Report how many lines in the records carry the string "following", and give no further text.

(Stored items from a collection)
^^^^^^^^

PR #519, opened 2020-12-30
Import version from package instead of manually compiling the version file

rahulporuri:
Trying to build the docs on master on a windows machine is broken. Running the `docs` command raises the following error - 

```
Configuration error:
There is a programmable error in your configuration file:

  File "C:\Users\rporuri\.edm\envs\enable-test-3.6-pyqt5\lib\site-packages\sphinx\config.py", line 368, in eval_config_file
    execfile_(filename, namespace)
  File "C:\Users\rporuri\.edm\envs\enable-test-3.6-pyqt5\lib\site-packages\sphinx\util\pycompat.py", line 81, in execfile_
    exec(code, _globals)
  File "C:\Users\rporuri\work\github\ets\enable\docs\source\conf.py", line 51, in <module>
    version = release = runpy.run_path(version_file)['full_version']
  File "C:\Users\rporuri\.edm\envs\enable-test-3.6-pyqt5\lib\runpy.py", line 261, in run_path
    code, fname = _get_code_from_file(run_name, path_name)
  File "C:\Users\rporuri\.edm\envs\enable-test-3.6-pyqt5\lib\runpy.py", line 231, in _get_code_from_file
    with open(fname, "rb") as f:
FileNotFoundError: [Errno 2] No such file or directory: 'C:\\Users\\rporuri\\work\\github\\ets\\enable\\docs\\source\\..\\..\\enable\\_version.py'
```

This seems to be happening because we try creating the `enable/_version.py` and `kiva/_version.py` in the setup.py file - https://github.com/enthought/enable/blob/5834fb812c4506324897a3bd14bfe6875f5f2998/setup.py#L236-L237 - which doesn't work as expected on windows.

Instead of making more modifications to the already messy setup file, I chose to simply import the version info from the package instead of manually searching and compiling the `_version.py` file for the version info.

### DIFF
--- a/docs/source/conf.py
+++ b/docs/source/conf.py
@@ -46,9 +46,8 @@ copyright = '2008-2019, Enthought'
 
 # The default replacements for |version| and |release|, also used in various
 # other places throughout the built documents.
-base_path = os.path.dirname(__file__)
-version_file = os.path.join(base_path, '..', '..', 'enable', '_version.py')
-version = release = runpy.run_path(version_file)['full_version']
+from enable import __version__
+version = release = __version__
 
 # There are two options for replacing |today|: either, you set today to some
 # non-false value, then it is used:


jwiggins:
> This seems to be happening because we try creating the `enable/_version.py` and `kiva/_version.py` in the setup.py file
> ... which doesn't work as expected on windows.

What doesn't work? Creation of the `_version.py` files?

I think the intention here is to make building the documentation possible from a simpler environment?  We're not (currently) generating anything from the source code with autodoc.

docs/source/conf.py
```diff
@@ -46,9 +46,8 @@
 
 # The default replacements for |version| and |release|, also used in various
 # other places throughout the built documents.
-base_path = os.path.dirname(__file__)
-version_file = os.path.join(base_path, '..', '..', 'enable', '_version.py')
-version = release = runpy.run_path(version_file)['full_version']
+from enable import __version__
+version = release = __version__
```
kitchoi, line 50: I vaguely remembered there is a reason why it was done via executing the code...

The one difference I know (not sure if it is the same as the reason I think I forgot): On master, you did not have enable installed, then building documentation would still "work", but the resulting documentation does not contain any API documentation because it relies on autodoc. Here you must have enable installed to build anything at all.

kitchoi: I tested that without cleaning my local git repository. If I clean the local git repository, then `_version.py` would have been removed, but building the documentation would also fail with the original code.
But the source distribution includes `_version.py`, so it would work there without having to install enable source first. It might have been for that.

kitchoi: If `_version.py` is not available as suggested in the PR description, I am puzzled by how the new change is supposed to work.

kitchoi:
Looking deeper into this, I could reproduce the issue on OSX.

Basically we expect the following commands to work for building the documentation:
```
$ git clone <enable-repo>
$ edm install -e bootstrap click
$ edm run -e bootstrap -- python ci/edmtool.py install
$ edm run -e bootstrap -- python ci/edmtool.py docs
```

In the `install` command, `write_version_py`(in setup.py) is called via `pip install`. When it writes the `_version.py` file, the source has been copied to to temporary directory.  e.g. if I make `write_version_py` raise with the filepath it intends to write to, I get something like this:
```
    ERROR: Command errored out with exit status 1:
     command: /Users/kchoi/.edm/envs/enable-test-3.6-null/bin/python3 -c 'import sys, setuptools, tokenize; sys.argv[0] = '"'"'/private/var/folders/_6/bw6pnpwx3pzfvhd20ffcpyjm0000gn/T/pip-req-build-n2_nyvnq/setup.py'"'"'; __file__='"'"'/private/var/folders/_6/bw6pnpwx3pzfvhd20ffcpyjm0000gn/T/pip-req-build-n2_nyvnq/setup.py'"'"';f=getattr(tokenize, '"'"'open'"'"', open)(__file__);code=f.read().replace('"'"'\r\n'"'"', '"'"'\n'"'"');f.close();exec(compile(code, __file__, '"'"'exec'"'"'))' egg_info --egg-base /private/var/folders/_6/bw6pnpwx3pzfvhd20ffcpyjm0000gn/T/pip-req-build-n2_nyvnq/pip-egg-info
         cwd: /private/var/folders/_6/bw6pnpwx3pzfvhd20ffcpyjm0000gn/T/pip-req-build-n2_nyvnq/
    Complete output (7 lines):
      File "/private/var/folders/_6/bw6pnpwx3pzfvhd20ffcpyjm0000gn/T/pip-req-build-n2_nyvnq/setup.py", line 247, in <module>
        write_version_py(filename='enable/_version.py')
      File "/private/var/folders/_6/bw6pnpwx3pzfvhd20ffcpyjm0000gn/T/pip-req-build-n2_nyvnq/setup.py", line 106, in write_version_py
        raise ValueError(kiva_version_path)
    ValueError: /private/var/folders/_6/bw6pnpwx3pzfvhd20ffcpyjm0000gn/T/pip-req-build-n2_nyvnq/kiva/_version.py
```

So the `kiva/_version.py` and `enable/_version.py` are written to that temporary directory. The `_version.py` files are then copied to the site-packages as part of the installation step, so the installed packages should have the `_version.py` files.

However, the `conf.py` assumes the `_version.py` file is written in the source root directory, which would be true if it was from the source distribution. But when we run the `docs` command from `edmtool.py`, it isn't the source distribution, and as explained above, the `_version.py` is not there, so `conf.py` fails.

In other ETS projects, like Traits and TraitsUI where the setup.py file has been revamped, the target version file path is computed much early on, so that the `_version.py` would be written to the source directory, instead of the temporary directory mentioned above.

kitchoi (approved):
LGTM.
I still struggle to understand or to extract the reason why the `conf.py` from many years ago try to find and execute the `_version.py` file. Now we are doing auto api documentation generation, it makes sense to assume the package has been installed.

^^^^^^^^

SOLUTION:
2